PR #390, opened 2026-06-30
Allocation Strategy and TA resilience

wenegiemepraise:
*Issue #, if available:*

*Description of changes:*
Adds per-node target allocation to the Target Allocator (TA) and makes the TA resilient to ServiceMonitor/PodMonitor CRD install ordering, so the SM/PM scraping path works zero-step and node-locally on a DaemonSet agent deployment.

The TA previously built SM/PM informers once at startup and blocked on cache sync; a missing CRD failed the sync and required a restart to pick the CRD up later.
Now the TA watches CustomResourceDefinition objects and lazily starts each monitor informer when its CRD appears 


Aakash-Dantre:
lgtm!

PR #1681, opened 2017-07-27
Providing some an order to the user profiles

Zash007:
Added a logical order: Name, email, bio, web, twitter. Then anything else.


SachaG:
Thanks! Small bit of feedback: maybe instead of 1, 2,3 you could use 10,20,30? This way people can insert their own fields in between. Also, don't hesitate to reorder the actual code in the same order.

Zash007:
Cool - I'll do that instead :)

SachaG:
Thanks! By the way, please make PRs to the devel branch if possible :) I'll merge this one manually for now.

------------------------

**Your instructions:** The reply should consist of all the records, repeated exactly.

**Answer space:**
PR #390, opened 2026-06-30
Allocation Strategy and TA resilience

wenegiemepraise:
*Issue #, if available:*

*Description of changes:*
Adds per-node target allocation to the Target Allocator (TA) and makes the TA resilient to ServiceMonitor/PodMonitor CRD install ordering, so the SM/PM scraping path works zero-step and node-locally on a DaemonSet agent deployment.

The TA previously built SM/PM informers once at startup and blocked on cache sync; a missing CRD failed the sync and required a restart to pick the CRD up later.
Now the TA watches CustomResourceDefinition objects and lazily starts each monitor informer when its CRD appears 


Aakash-Dantre:
lgtm!

PR #1681, opened 2017-07-27
Providing some an order to the user profiles

Zash007:
Added a logical order: Name, email, bio, web, twitter. Then anything else.


SachaG:
Thanks! Small bit of feedback: maybe instead of 1, 2,3 you could use 10,20,30? This way people can insert their own fields in between. Also, don't hesitate to reorder the actual code in the same order.

Zash007:
Cool - I'll do that instead :)

SachaG:
Thanks! By the way, please make PRs to the devel branch if possible :) I'll merge this one manually for now.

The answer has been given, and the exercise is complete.